近くにいた子ども達は一様にアスカの方に注目し、リリィと同じようにぽかんとその口を開いた。


「わらわを呼んだかえ? アスカよ……」


 アスカの背後に突然、豪華な着物に身を包んだ豊満な体の女性が現れる。

 その女性はふんわりと抱きしめるようにアスカを包み、妖しく微笑んだ。

 着ている着物は肩のところまではだけ、その大きな胸がこぼれそうになっており、髪色は眩いほどの金色で、瞳も同じく金色に輝き、中心にある黒い瞳孔を際立たせている。

 唯一人間の女性と違う部分があるとすれば、その女性には狐の耳と、九本の尻尾が生えていることくらいだろうか。

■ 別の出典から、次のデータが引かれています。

PR #34617, opened 2020-02-24
New standalone console tool for running processing algorithms

nyalldawson:
**UPDATE**: the final tool is called `qgis_process`, all examples here have been updated to reflect the change

This new ~~qgis_transform~~ qgis_process tool allows users to run processing algorithms (both built-in, and those provided by plugins) directly from the console.

Running:

- `qgis_process list` will output a complete list of all available algorithms, grouped by provider.
- `qgis_process plugins` lists available and activated plugins which advertise the hasProcessingProvider metadata option (only these plugins are loaded by the tool)
- `qgis_process help algid` outputs the help and input descriptions for the specified algorithm, e.g. `qgis_process help native:centroids`

`qgis_process run`: runs an algorithm. Parameters are specified by a
`--param=value` syntax. E.g.

    qgis_process run native:centroids --INPUT="my_shapefile.shp" --OUTPUT="centroids.kml"

or

    qgis_process run native:buffer --INPUT=/home/me/my.shp --DISTANCE=20 --OUTPUT=/home/me/buffered.shp

While running an algorithm a text-based feedback bar is shown, and the operation can be cancelled via CTRL+C

Sponsored by the Swedish User Group

More detail is available in https://github.com/qgis/QGIS-Enhancement-Proposals/issues/140 

Still to come (follow up PRs):

- running a model directly from a model file
- running a script directly from an algorithm script file
- using the .env variable file approach when running under windows


roya0045:
Good to see this carried out!

nyalldawson:
Gotta update this -- looks like the consensus from the QEP discussion was to use qgis_process as the executable name.

src/transform/qgstransform.cpp
```diff
@@ -0,0 +1,440 @@
...
+  else
+    fflush( stdout );
+}
+
+
+//! load Python support if possible
+std::unique_ptr< QgsPythonUtils > loadPythonSupport()
+{
+  QString pythonlibName( QStringLiteral( "qgispython" ) );
+#if defined(Q_OS_MAC) || defined(Q_OS_LINUX)
```
lbartoletti: Q_OS_UNIX (include mac, linux and *BSD :wink:)

lbartoletti: and maybe
`#if defined(Q_OS_UNIX) and !defined(Q_OS_ANDROID)`

src/transform/main.cpp
```diff
@@ -0,0 +1,123 @@
...
+{
+#ifdef Q_OS_WIN  // Windows
+#ifdef _MSC_VER
+  _set_fmode( _O_BINARY );
+#else //MinGW
+  _fmode = _O_BINARY;
+#endif  // _MSC_VER
+#endif  // Q_OS_WIN
+
+  QgsApplication *app = new QgsApplication( argc, argv, false );
```
elpaso: Why a pointer? Cannot allocate on stack?

root676:
Very nice! Can't wait to see this in action!

src/transform/qgstransform.cpp
```diff
@@ -0,0 +1,440 @@
...
+    return execute( algId, params );
+  }
+  else
+  {
+    std::cerr << QStringLiteral( "Command %1 not known!\n" ).arg( command ).toLocal8Bit().constData();
+  }
+  return 1;
+}
+
+void QgsProcessingExec::showUsage( const QString &appName )
```
elpaso: I would recommend to use QCommandLineParser as done here: https://github.com/qgis/QGIS/blob/master/src/server/qgis_mapserver.cpp#L137

src/transform/main.cpp
nyalldawson: Fixed

src/transform/qgstransform.cpp
nyalldawson: I just tried to do this, but it's not possible as QCommandLineParser requires knowledge up front of the "--" syntax options, whereas we need to adapt these based on the algorithm selected

nyalldawson:
Now supports running models direct from the command line too!

PedroVenancio:
Wonderful @nyalldawson !

mbernasocchi:
> Now supports running models direct from the command line too!

wow so cool @nyalldawson thanks a lot, is it models in python or the xml (.model3). Can also custom python scripts be run?
Thanks again!

gioman:
@nyalldawson oh this is so great :)

first quick tests


```
giovanni@sibirica:~$ qgis_process run native:dissolve --INPUT="Downloads/distritos.gpkg" --DISSOLVE_ALL=true --OUTPUT="Downloads/dissolved.gpkg"
error loading plugin
                                                                                                                                                             
                                                                                                                                                             
----------------                                                                                                                                             
Inputs                                                                                                                                                       
----------------                                                                                                                                             
                                                                                                                                                             
DISSOLVE_ALL:   true                                                                                                                                         
INPUT:  Downloads/distritos.gpkg                                                                                                                                               
OUTPUT: Downloads/dissolved.gpkg                                                                                                                                               
                                                                                                                                                                               
0...10...20...30...40...50...60...70...80...90.
----------------
Results
----------------

OUTPUT: Downloads/dissolved.gpkg
```


not sure why the "error loading plugin" message appears. Maybe is related to the fact that I just compiled master but from the GUI I cannot load Processing ("missing osgeo module")?

gioman:
Does it work on a headless server?

src/process/qgsprocess.cpp
```diff
@@ -0,0 +1,505 @@
...
+int QgsProcessingExec::run( const QStringList &args )
+{
+  if ( args.size() == 1 )
+  {
+    showUsage( args.at( 0 ) );
+    return 0;
+  }
+
+  // core providers
+  QgsApplication::processingRegistry()->addProvider( new QgsNativeAlgorithms( QgsApplication::processingRegistry() ) );
```
luipir, line 161: sorry to arrive late... what about the other available/installed providers?

luipir: I mean, I can see that you load all processing plugin... do we already moved gdal, saga and grass as in plugins area?

nyalldawson: It should be done in https://github.com/qgis/QGIS/pull/34617/files/1e55212fd563b532fca57d8e0a8ce95cf40f9f27#diff-d8e4bd8d4ecd2dd30113b5c3a6cd2a1aR254 -- but looking at this now, I think we need to ensure that the main python processing plugin (where the gdal/grass/saga/otb initialisation occurs) is loaded before any other plugin. I'll push a follow up

nyalldawson:
@mbernasocchi 
>  is it models in python or the xml (.model3). Can also custom python scripts be run?

At the moment it's .model3 files. I'll look into allowing python scripts which provide a single algorithm too :+1:

nyalldawson:
> not sure why the "error loading plugin" message appears. Maybe is related to the fact that I just compiled master but from the GUI I cannot load Processing ("missing osgeo module")?

Hmm - possibly. I wonder why you're missing that module though, it's a dependency of QGIS. What platform is this on?

And what does `qgis_process plugins` show?

nyalldawson:
@gioman 
> Does it work on a headless server?

It's been intentionally designed to avoid all gui imports, so yes! :smile: Note that you may still need a fake x environment in order to use the rendering based algorithms (like the create XYZ tile algorithms) (for the same reasons as qgis server requires this -- something to do with font rendering in my understanding...)

nyalldawson:
@gioman https://github.com/qgis/QGIS/pull/35805 and https://github.com/qgis/QGIS/pull/35800 should give more helpful output for your error message

pigreco:
Is it possible to use it on windows ??
If yes, will it work via the osgeo shell ??

great job, thank you very much

gioman:
@nyalldawson thanks for the answers! One more question: is it possible to pipe the output of one command to another command?

alexbruy:
@gioman this is not possible. But there is a workaround - creating a model and running tool with this model.

mbernasocchi:
@nyalldawson I was trying a model that uses the qgis voronoi alg. Two things:

- the model stops without error and seems to ignore the voronoi alg even when counting steps
image
image

- qgis_process list shows no voronoi and some other algs are also missing, qgis_process plugins shows an empty list. what algs are available?

here the model in case you need it helps. if you remove the voronoi step all goes through correctly
[small.model3.txt](https://github.com/qgis/QGIS/files/4489043/small.model3.txt)

nyalldawson:
@mbernasocchi is that on master? (If not, can you try a new build?) There's better debugging output now for when a plugin fails to load

mbernasocchi:
@nyalldawson was on 3b3c7d8012407e14fb24b684bb8a623836202f4a (yesterday's master around 12 UTC IIRC. pulling new master now

mbernasocchi:
@nyalldawson I allowed myself to update the merge message to reflect the tool name change, I've also updated https://changelog.qgis.org/en/qgis/version/3.14/ . I'm wondering, is https://github.com/qgis/QGIS/blob/master/ChangeLog manually updated or somehow automatically?

agiudiceandrea:
@nyalldawson it seems these examples are not working

> ```
> qgis_process run native:centroids --INPUT="my_shapefile.shp" --OUTPUT="centroids.kml"
> ```
> or
> ```
> qgis_process run native:buffer --INPUT=/home/me/my.shp --DISTANCE=20 --OUTPUT=/home/me/buffered.shp
> ```

because qgis_process requires to specify the value of all the algorithm parameters, instead of let the algorithm use the default value if a parameter entry is missing.

Please have a look at https://github.com/qgis/QGIS/issues/37692

pigreco:
@nyalldawson 

An installation package on
Linux specific to qgis_process without the need to install all the
qgis package, for example without the GUI which is not needed in this case.

thank you so much

attualmente per utilizzare qgis senza gui sotto ubuntu 18.04 lts devo impostare la variabile:

`export QT_QPA_PLATFORM='offscreen'`

angri589:
How are multiple files/layers defined for an input for multilayers?  Example **native:mergevectorlayers**

suhendra0812:
> How are multiple files/layers defined for an input for multilayers? Example **native:mergevectorlayers**

Up. I have the same issue.

andrewharvey:
> How are multiple files/layers defined for an input for multilayers? Example native:mergevectorlayers

@angri589 @suhendra0812 you can pass the value twice, eg.

```
qgis_process run native:mergevectorlayers -- LAYERS=1.geojson LAYERS=2.geojson OUTPUT=output.geojson
```

suhendra0812:
Oh yeah, I just realize that. Thanks.

suhendra0812:
> > How are multiple files/layers defined for an input for multilayers? Example native:mergevectorlayers
> 
> @angri589 @suhendra0812 you can pass the value twice, eg.
> 
> ```shell
> qgis_process run native:mergevectorlayers -- LAYERS=1.geojson LAYERS=2.geojson OUTPUT=output.geojson
> ```

Oh, yeah. I just realize that. Thanks.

 そんな女性を見て笑顔になったアスカは、弾むように返事を返した。


「おおーっ、タマちゃん久しぶりぃ! じゃ、とりあえずこの子よろしくね!」

「はぇ!? な、なんじゃこの赤子は!?」


 出現した玉藻を見たアスカは、素早く泣いている乳児を抱き上げ、玉藻へと手渡す。

 玉藻はぽかんと口を開きながら、アスカに向かって言葉をぶつけた。


「おい、アスカ! 一体この赤子は―――」

「ぎゃあああん! ぎゃあああん!」

「お、おう。泣くでない赤子。よーしよしよし……」

「うんうん。そんな感じ! じゃあその辺に集まってる子達の面倒、よろしくね♪」


 アスカはいつのまにか玉藻の周りに乳児のベッドを集め、しゅぴっと片手を上げて言葉を発する。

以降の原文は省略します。